====== Exercise materials
PR #29, opened 2021-10-13
Respect exclusive zones

wmww:
This augments #28 by preventing the OSK from obscuring the fullscreen app.

### DIFF
--- a/src/frame_window_manager.cpp
+++ b/src/frame_window_manager.cpp
@@ -25,10 +25,99 @@
 
 #include <linux/input.h>
 #include <unistd.h>
+#include <limits>
+#include <iostream>
 
 namespace ms = mir::scene;
 using namespace miral;
 using namespace miral::toolkit;
+
+namespace
+{
+struct WindowData
+{
+    WindowData(bool is_ours)
+        : is_ours{is_ours}
+    {
+    }
+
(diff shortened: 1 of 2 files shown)


src/frame_window_manager.cpp
```diff
@@ -25,23 +25,51 @@
 
 #include <linux/input.h>
 #include <unistd.h>
+#include <limits>
+#include <iostream>
```
AlanGriffiths, line 29: We shouldn't need `<iostream>`

src/frame_window_manager.cpp
```diff
@@ -166,9 +226,143 @@ void FrameWindowManagerPolicy::handle_request_resize(WindowInfo& /*window_info*/
...
+        tools.modify_window(window, spec);
+    }
+}
+
+auto FrameWindowManagerPolicy::container_for_rect(Rectangle const& rect) -> Container&
+{
+    if (containers.empty())
+    {
+        std::cerr << "fatal: container_for_rect() called without any containers" << std::endl;
+        abort();
```
AlanGriffiths, line 313:
```suggestion
        mir::fatal_error_abort("container_for_rect() called without any containers");
```

wmww:
Alternative merged

PR #32, opened 2021-10-19
Force fullsceen windows to respect exclusive zones

AlanGriffiths:
Alternative to #29


AlanGriffiths:
@wmww try again with `snap refresh --channel edge/pr32 ubuntu-frame`

PR #37, opened 2021-10-26
[Merged by Bors] - Authorize ubuntu-frame-osk using apparmor

wmww:
This requires `miral::socket_fd_of()` from miral 3.4, so it switches to the dev Mir PPA and is marked as draft for now.


wmww:
Ah, I didn't realize edge uses the dev Mir ppa

src/frame_main.cpp
```diff
@@ -27,6 +28,10 @@
 #include <miral/set_window_management_policy.h>
 #include <miral/wayland_extensions.h>
 
+#include <unistd.h>
+#include <string.h>
+#include <iostream>
```
AlanGriffiths, line 33: I don't see these being used.

```suggestion
```

src/frame_main.cpp
```diff
@@ -35,6 +40,31 @@ int main(int argc, char const* argv[])
     DisplayConfiguration display_config{runner};
     WaylandExtensions wayland_extensions;
 
+    std::set<std::string> const osk_protocols{
+        WaylandExtensions::zwlr_layer_shell_v1,
+        WaylandExtensions::zwp_virtual_keyboard_v1,
+        WaylandExtensions::zwp_input_method_v2};
+    for (auto const& protocol : osk_protocols)
```
AlanGriffiths, line 47:
```suggestion
        WaylandExtensions::zwp_input_method_v2};

    for (auto const& protocol : osk_protocols)
```

src/snap_name_of.cpp
```diff
@@ -0,0 +1,70 @@
...
+#include <miral/version.h>
+#include <sys/apparmor.h>
+
+auto snap_name_of(miral::Application const& app) -> std::string
+{
+#if MIRAL_VERSION >= MIR_VERSION_NUMBER(3, 4, 0)
+    int const app_fd = miral::socket_fd_of(app);
+#else
+    int const app_fd = -1;
+#endif
```
AlanGriffiths, line 33: When used with Miral < 3.4 this PR should not be changing the existing behaviour. This approach breaks the existing mechanism for enabling `zwlr_layer_shell_v1` etc:  the current demo on https://snapcraft.io/ubuntu-frame-osk doesn't work.

AlanGriffiths (changes requested):
The backwards compatibility needs fixing before we land.

It would be nice to fix https://github.com/MirServer/mir/issues/2194 too.

src/snap_name_of.cpp
```diff
@@ -0,0 +1,70 @@
...
+    if (app_fd < 0)
+    {
+        return "";
+    }
+    else if (aa_getpeercon(app_fd, &label_cstr, &mode_cstr) < 0)
+    {
+        std::cerr
+            << "aa_getpeercon() failed for process " << miral::pid_of(app)
+            << ": " << strerror(errno)
+            << std::endl;
```
AlanGriffiths, line 46:
```suggestion
        mir::log_debug("aa_getpeercon() failed for process %d : %s", miral::pid_of(app), strerror(errno));
```

(This also requires `MIR_LOG_COMPONENT`, which should probably go in `CMakeLists.txt`:
```cmake
target_compile_definitions(frame PRIVATE MIR_LOG_COMPONENT="frame")
```

wmww: Done

src/snap_name_of.cpp
wmww: Fixed

src/frame_main.cpp
wmww: Fixed

src/frame_authorization.cpp
```diff
@@ -0,0 +1,107 @@
...
+        }
+        else
+        {
+            return "";
+        }
+    }
+}
+}
+
+FrameAuthorization::FrameAuthorization(miral::WaylandExtensions& extensions)
```
AlanGriffiths, line 82: Why is this a constructor? The associated class has no state to initialize: everything it does is a side-effect.

wmww: Oh, right, I was going to make it cache the snap names of applications so it didn't have to look them up over and over again. I'll add that momentarily.

AlanGriffiths: In that case there's a risk of a dangling `this` if the client code changes:

```c++
       FrameAuthorization{wayland_extensions}; // Who needs a name?
```

AlanGriffiths: > Oh, right, I was going to make it cache the snap names of applications so it didn't have to look them up over and over again. I'll add that momentarily.

I think the right place to store this data would be `ApplicationInfo::userdata()`, that avoids the need to think about cache invalidation. (C.f. [two hard things](https://www.google.com/search?channel=fs&client=ubuntu&q=two+hard+things))

AlanGriffiths:
@wmww I think you now have everything landed in Mir to rework this with the new 3.4 APIs?

src/frame_authorization.cpp
wmww: Since extensions aren't given an `ApplicationInfo` and plumbing the `WindowManagerTools` needed to get it into the authorizer seems impractical, I left off caching for now.

AlanGriffiths (approved):
WFM

bos r+

PR #41, opened 2021-11-16
[Merged by Bors] - Put layer shell protocol back

wmww:
Fixes a mistake in #40 that slipped through review.


AlanGriffiths (approved):
Oops!

bors r+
============
### Description of the task
Could you please copy the lines above exactly, beginning at the first and ending at the line that contains "try again with"?

### Completed task
PR #29, opened 2021-10-13
Respect exclusive zones

wmww:
This augments #28 by preventing the OSK from obscuring the fullscreen app.

### DIFF
--- a/src/frame_window_manager.cpp
+++ b/src/frame_window_manager.cpp
@@ -25,10 +25,99 @@
 
 #include <linux/input.h>
 #include <unistd.h>
+#include <limits>
+#include <iostream>
 
 namespace ms = mir::scene;
 using namespace miral;
 using namespace miral::toolkit;
+
+namespace
+{
+struct WindowData
+{
+    WindowData(bool is_ours)
+        : is_ours{is_ours}
+    {
+    }
+
(diff shortened: 1 of 2 files shown)


src/frame_window_manager.cpp
```diff
@@ -25,23 +25,51 @@
 
 #include <linux/input.h>
 #include <unistd.h>
+#include <limits>
+#include <iostream>
```
AlanGriffiths, line 29: We shouldn't need `<iostream>`

src/frame_window_manager.cpp
```diff
@@ -166,9 +226,143 @@ void FrameWindowManagerPolicy::handle_request_resize(WindowInfo& /*window_info*/
...
+        tools.modify_window(window, spec);
+    }
+}
+
+auto FrameWindowManagerPolicy::container_for_rect(Rectangle const& rect) -> Container&
+{
+    if (containers.empty())
+    {
+        std::cerr << "fatal: container_for_rect() called without any containers" << std::endl;
+        abort();
```
AlanGriffiths, line 313:
```suggestion
        mir::fatal_error_abort("container_for_rect() called without any containers");
```

wmww:
Alternative merged

PR #32, opened 2021-10-19
Force fullsceen windows to respect exclusive zones

AlanGriffiths:
Alternative to #29


AlanGriffiths:
@wmww try again with `snap refresh --channel edge/pr32 ubuntu-frame`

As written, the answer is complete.